From "giving up" - to having a Gathering.... Admit it, ParmaBass - I have inspired you!


----------



## ParmaBass (Apr 11, 2004)

Maybe next year this will become the "Jigging Jim Invitational"!!! 

I've been trying to get something like this organized out there the last couple years to help get rid of a few hundred of the "delicious" )) little nuisance species, but it's never happened! Hopefully Mother Nature allows it to happen this year!

Inspiration....


----------



## peple of the perch (Sep 13, 2004)

count me in as long as there isnt 7" of snow in the parking lot.


----------



## Jigging Jim (Apr 3, 2010)

ParmaBass said:


> Maybe next year this will become the "Jigging Jim Invitational"!!!
> 
> I've been trying to get something like this organized out there the last couple years to help get rid of a few hundred of the "delicious" )) little nuisance species, but it's never happened! Hopefully Mother Nature allows it to happen this year!
> 
> Inspiration....


Sure is a lot of hatred for those White Perch! They are the Rodney Dangerfield Fish - They get no respect!


----------



## ParmaBass (Apr 11, 2004)

You should be fine Peple! Should be smooth sailing after a few days in the 40's, night time lows are still looking promising too!


----------



## johnboy111711 (Apr 7, 2004)

i'm ready can we use tip ups?


----------



## chris311 (Oct 24, 2010)

im in plus 2 others


----------



## snag (Dec 27, 2005)

i,ll swing by there after work this week and chk on the conditions, i can come from solon out 422 and give it a look, it probaly will be sloppy but still safe...


----------



## cedar1 (Feb 5, 2006)

get your bait at the one stop fishing shop 1/2 mile from the ramp


----------



## whjr15 (Jun 16, 2005)

Me and Jaysin05 are in for sure, possibly another once he finds out if he has to work Saturday or not.


----------



## Uncle Al (Jan 26, 2011)

Never fished it before but I'd like to give it a try. Count me in if I'm not too late.

Thanks


----------



## ParmaBass (Apr 11, 2004)

Not too late! 

Thanks Snag for the offer, if it's not out of your way I appreciate the help. 
I'm almost positive 12" of ice isn't going to melt, but hoping the shore ice doesn't get hit too hard by this warm-up. Might need a long plank OR a nice pair of waders 

SURE John, bring 6 tip-ups if ya want, I'd like to see you running around out there.


----------



## Perchy101 (Apr 14, 2004)

Perchy is out -- I don't have anyone to watch the dog...


----------



## quackpot (May 17, 2009)

Perchy with that home you have you have room for a dog. Just kidding what kind of dog you got? I'm ready for one more time on the ice.


----------



## ParmaBass (Apr 11, 2004)

50's the next couple days then back to Winter for the weekend (as of tonight anyways)... Still confident the lake will be fine, just keeping the fingers crossed for the shore ice!

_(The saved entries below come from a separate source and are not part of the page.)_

PR #67, opened 2021-11-05
Resistor refactor

### LINKED ISSUE #16: Resistor generator fixes

ducky64:
Resolves #16. It will no longer automatically choose a non-E-series resistor without explicit user action (set series to 0).

Refactors the E-series resistor classes to take a series and tolerance as parameters with a default value. These cannot (currently?) be set from within the design hierarchy (since not all resistors necessarily are E-series, for example if we have parts tables in the future), so would be set from refinements instead.

Also cleans up the preferred number chooser in the E-series util, with the rounding digits now hard-coded as a constant (it's really more a function of floating point precision and E-series precision, which I think tops out at 3 sig figs)

TODO
- [x] add constants for E192 series and E192+E24 series.


rohit507 (approved):
Looks reasonable.

PR #69, opened 2021-11-06
uploading JLC_Resistors.py

tengisd:


tengisd:
Adding Manufacturer part number

electronics_lib/JLC_Resistor.py
```diff
@@ -0,0 +1,87 @@
+class JLCPCB_ResistorTable(ESeriesResistor):
```
ducky64, line 1: I think you'll need some imports before this line

electronics_lib/JLC_Resistor.py
```diff
@@ -0,0 +1,87 @@
...
+  RESISTANCE = PartsTableColumn(Range)  
+  POWER_DISSIPATION = PartsTableColumn(Range)  
+  PRICE = PartsTableColumn(float)
+  FOOTPRINT = PartsTableColumn(str)
+    
+  @classmethod
+  def _generate_table(cls) -> PartsTable:
+    RESISTOR_MATCHES = {
+    'resistance': "\s?(\d+(\.\d*)?[GMkmunp]?)?[\u03A9]\s",
```
ducky64, line 10: style: additional indent for dict contents. I generally follow IntelliJ's automatic styling, but with indents set to two spaces instead of the default four.

(also more indents needed below, but I won't flag every instance)

electronics_lib/JLC_Resistor.py
```diff
@@ -0,0 +1,87 @@
...
+    'tolerance': "\s?([\u00B1]\d+(\.\d*)?%)\s",
+    'power_dissipation': "\s?([\u00B1]\d+(\.\d*)?ppm)/℃\s"
```
ducky64, line 12: Instead of using `\u00B1` and `\u03A9`, I think you can dump the unicode characters directly in the code?

electronics_lib/JLC_Resistor.py
```diff
@@ -0,0 +1,87 @@
...
+    }
+
+    def parse_row(row: PartsTableRow) -> Optional[Dict[PartsTableColumn, Any]]:
+      if (row['Library Type'] != 'Basic'):
```
ducky64, line 16: New thought: instead of hard-excluding extended parts, maybe just tack on the fee (I think $3 per component?) to the price column?

electronics_lib/JLC_Resistor.py
```diff
@@ -0,0 +1,87 @@
+class JLCPCB_ResistorTable(ESeriesResistor):
+  RESISTANCE = PartsTableColumn(Range)  
+  POWER_DISSIPATION = PartsTableColumn(Range)  
+  PRICE = PartsTableColumn(float)
```
ducky64, line 4: Consider creating a `JlcPcbTable` class that contains common definitions for all JLCPCB tables, like the `DigikeyTable` class in #66. Here, this would just be the price.

electronics_lib/JLC_Resistor.py
```diff
@@ -0,0 +1,87 @@
...
+
+    def parse_row(row: PartsTableRow) -> Optional[Dict[PartsTableColumn, Any]]:
+      if (row['Library Type'] != 'Basic'):
+          return None            
+      if (row['First Category'] != 'Resistors'):
+          return None
+
+      new_rows: Dict[PartsTableColumn, Any] = {}
+      try:
+      # handle the footprint first since this is the most likely to filter
```
ducky64, line 23: style: contents of a try block should be indented

electronics_lib/JLC_Resistor.py
```diff
@@ -0,0 +1,87 @@
...
+      footprint = ""
+      new_rows[cls.FOOTPRINT] = footprint
```
ducky64, line 25: I guess this is a TODO? Check out how footprint mapping is handled in the InductorTable?

electronics_lib/JLC_Resistor.py
```diff
@@ -0,0 +1,87 @@
...
+    
+      extracted_values = parse(row['Description'], RESISTOR_MATCHES)
```
ducky64, line 27: I think I'd rather prefer the dict be dumped here instead of being declared separately. It kind of would be akin to a magic number, but I don't think the variable name helps us understand what this is doing more than a raw dict, and it also isn't being used anywhere else else.

electronics_lib/JLC_Resistor.py
```diff
@@ -0,0 +1,87 @@
...
+    
+      new_rows[cls.RESISTANCE] = Range.from_tolerance(
+          PartsTableUtil.parse_value(extracted_values['resistance'][0], 'Ohm'),
+          PartsTableUtil.parse_tolerance(extracted_values['tolerance'][0])
+      )
+      new_rows[cls.POWER_DISSIPATION] = PartsTableUtil.parse_value(extracted_values['power_dissipation'][0])
+      new_rows[cls.PRICE] = float(max(re.findall(":(\d+\.\d*),", row['Price'])))
```
ducky64, line 34: I could see this being refactored into a JlcPcbTable class, since other parts will also use the same cost parser.

electronics_lib/JLC_Resistor.py
```diff
@@ -0,0 +1,87 @@
...
+    
+      new_rows[cls.PRICE] = float(row['Price'])
```
ducky64, line 36: Why's this line here?

electronics_lib/JLC_Resistor.py
```diff
@@ -0,0 +1,87 @@
...
+    
+      return new_rows
+      except (KeyError, PartsTableUtil.ParseError):
+      return None
+
+      raw_table = PartsTable.from_csv_files(PartsTableUtil.with_source_dir([
+      'JLCPCB_SMT_Parts_Library.csv'
+      ], 'resources'), encoding='utf-8-sig')
```
ducky64, line 44: I think you may want to change the encoding as we've discovered when trying to view the spreadsheet.

electronics_lib/JLC_Resistor.py
```diff
@@ -0,0 +1,87 @@
...
+      new_rows[cls.POWER_DISSIPATION] = PartsTableUtil.parse_value(extracted_values['power_dissipation'][0])
+      new_rows[cls.PRICE] = float(max(re.findall(":(\d+\.\d*),", row['Price'])))
+    
+      new_rows[cls.PRICE] = float(row['Price'])
+    
+      return new_rows
+      except (KeyError, PartsTableUtil.ParseError):
+      return None
+
+      raw_table = PartsTable.from_csv_files(PartsTableUtil.with_source_dir([
```
ducky64, line 42: I think you need a de-indent here

electronics_lib/JLC_Resistor.py
```diff
@@ -0,0 +1,87 @@
...
+     self.assign(self.selected_resistance, part[JLCPCB_ResistorTable.RESISTANCE])
+     self.assign(self.selected_power_dissipation, part[JLCPCB_ResistorTable.POWER_DISSIPATION])
+
+     self.footprint(
+       'R', part[JLCPCB_ResistorTable.FOOTPRINT],
+       {
+         '1': self.a,
+         '2': self.b,
+       },
+       mfr=part['Manufacturer'], part=part['Manufacturer Part Number'],
```
ducky64, line 84: See the Inductor part refactor in #66, where the row names like `'Manufacturer'` are now a shared constant in the table base class.

ducky64 (commented):
The code looks fine for the overall structure, but I've made a few stylistic suggestions in the inline comments. Also needs unit tests, because I think the indents are wrong and this just won't work...

What's up with the PR being closed?

tengisd:
I closed the PR after realizing several mistakes in the code and also added
Manufacturer Part number into the code.

ducky64:
For unit tests: as a reference, check out the [inductor test case](https://github.com/BerkeleyHCI/PolymorphicBlocks/blob/master/electronics_lib/test_inductor.py). The expected values were created by running the code through and doing a quick spot check (looks about what I'd expect given the DUT setup).

ducky64:
For PRs: the typical development process is to continue pushing modifications / improvements to the same branch while keeping the PR open. The PR is more of the idea behind a code change, which can keep being updated until it gets merged.

Closing a PR generally means that something about it is fatally flawed - for example, the concept is wrong or perhaps the code needs a fundamental rewrite, instead of it just needs iteration.

tengisd:
Yes, I already wrote a unit test following it but got a trouble running it.
Would you be available for an online meeting tomorrow?

tengisd:
Oh, I see

ducky64:
Yep, tomorrow (today now?) works. We can schedule via Slack.

PR #71, opened 2021-11-09
Add precompiled JAR so things work out of the box

ducky64:
It will default to the development JAR if that's present though.


rohit507 (approved):
Good, this should help repeatability.

Issue #70, opened 2021-11-07
Adding more type information to exprs. 


rohit507:
As discussed on slack. My ideal way to add further type information would be by adding more ops/opcodes to expr.proto, so that we aren't overloading operations needlessly. 

In my ideal case (mocked up [here](https://gist.github.com/rohit507/d10ac6f98c921d6c3446052389e7e246)) we'd:
  - Add a unary expression that handles non-set unary operations. (lines 153-181)
    - Basic ops like NEGATE, NOT, and INVERT. (157-164)
    - Range value extraction ops like MIN, MAX, CENTER, and WIDTH (166-176)
  - Convert `ReductionExpr` to `SetExpr` (or similar) and use it for all unary operations with sets as input. (183-258) 
    - Convert MINIMUM and MAXIMUM to only apply to sets (217-227)
    - Add pointwise NEGATE and INVERT (246-254)
  - Remove unnecessary binary operations like SUB (43-44) and DIV (49-50), in favor of using the appropriate unary op to find the negation/inverse. 
  - Add BroadcastExpr for operations that apply an operation pointwise to all elements in a set. (138-151) 

This would require some minor changes to how things are encoded but reduced ambiguity and complexity a lot. For example: 
  - `a - b = a + (unaryNegate b)`
  - `1/sum(1/{a,b,c}) = unaryInvert( setSum( setInvert( {a,b,c} )))`
  - `{a,b,c}/3 = broadcastMult( {a,b,c} , unaryInvert(3))`
  - `3/{a,b,c} = broadcastMult( setInvert( {a,b,c} ), 3)`

Thoughts?

rohit507:
Updated the gist to make the various type signatures more explicit, also removed comments implying that subset and intersection are applicable to set-like types.

ducky64:
The mockup case looks reasonable, but some concerns:
- I can see how ADD / NEGATE and MULT / INVERT could be a more minimalistic encoding while being functionally equivalent. One question is how much we want to design the IR for usability - for example, should users (or rather, what kind of users) be expected to look at IR when debugging, The ADD / NEGATE would be a weirder encoding, though maybe the response to that is "users should only look at the Python code and the IR is a blackbox".
  - This also limits what tools can do with displaying expressions. But maybe the right answer there is instead of trying to pretty-ify IR, just find / link to the relevant line of source Python?
- Does it make sense to replace either LT or GTE, and GT or LTE with the NOT equivalent?
[...]

PR #72, opened 2021-11-09
Update IR to be more explicit by separating out ops on set-like values.

rohit507:
This has the updated expr.proto discussing in [this issue](https://github.com/BerkeleyHCI/PolymorphicBlocks/issues/70).

Broadly, this follows the changes describes there to separate operations for working with struct-like quantities.

There are a few differences from the version in that issue: 
- `ReductionExpr` was renamed to `UnarySetExpr` to better reflect that it contains both reduction and pointwise operations. 
- `BroadcastExpr` was renamed `BinarySetExpr` to better reflect that it *can* contain  binary set operations that don't just map over the set. For instance a true SUBSET op later on. 
- The definitions are reordered so that they go: `UnaryExpr`, `UnarySetExpr`, `BinaryExpr`, `BinarySetExpr` 
- The SUBSET binop has been renamed to WITHIN, which is functionally identical but the new name doesn't imply a set-like structure. Its semantics have not changed. 

Also, I've made sure the new protos compile but made no effort to update the python or scala code to compensate.

### DIFF
--- a/edg_core/Array.py
+++ b/edg_core/Array.py
@@ -5,9 +5,11 @@ from typing import *
 from . import edgir
 from .IdentityDict import IdentityDict
 from .Core import Refable, non_library
-from .ConstraintExpr import BoolExpr, ConstraintExpr, Binding, ReductionOpBinding, ReductionOp, FloatExpr, RangeExpr, \
+from .ConstraintExpr import NumericOp, BoolOp, EqOp, OrdOp, RangeSetOp, BoolExpr, ConstraintExpr, Binding, \
+  UnaryOpBinding, UnarySetOpBinding, BinaryOpBinding, BinarySetOpBinding, \
+  FloatExpr, RangeExpr, \
   ParamBinding, IntExpr, ParamVariableBinding, NumLikeExpr, RangeLike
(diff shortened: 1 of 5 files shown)


rohit507:
Okay, I'm not entirely sure how to handle `edg_core/Array.py`.

It seems like I ought to overload all the dunders with ones that properly use `BinarySetExpr` instead of just `BinaryExpr`, but that opens up the question of how to properly handle the case where there's an array on the rhs of the expression. Should the dunders for `ConstraintExpr` check whether there's an array on the rhs? maybe the best place to flip the args is when you're writing out the protos? 

Thoughts?

ducky64:
Dunders?

rohit507:
Double underscore functions like `__init__` or `__add__`.

ducky64 (commented):
The proto changes look reasonable. Will work through making the Python frontend and Scala compiler consistent with it.

For the proto: is the main distinction you're trying to make between variable-sized sets/arrays and scalars/fixed-sized sets (like ranges)? And it seems like it's mainly distinguishing by argument type instead of return type?

rohit507:
The extra commits on this request trying to push the changes forward are problematic, so #89 only has the proto changes.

I'm gonna try to get a closer look and I believe I Snag said he was going to check on it Friday afternoon (thanks again)...


----------



## Jigging Jim (Apr 3, 2010)

ParmaBass said:


> 50's the next couple days then back to Winter for the weekend (as of tonight anyways)... Still confident the lake will be fine, just keeping the fingers crossed for the shore ice!
> 
> I'm gonna try to get a closer look and I believe I Snag said he was going to check on it Friday afternoon (thanks again)...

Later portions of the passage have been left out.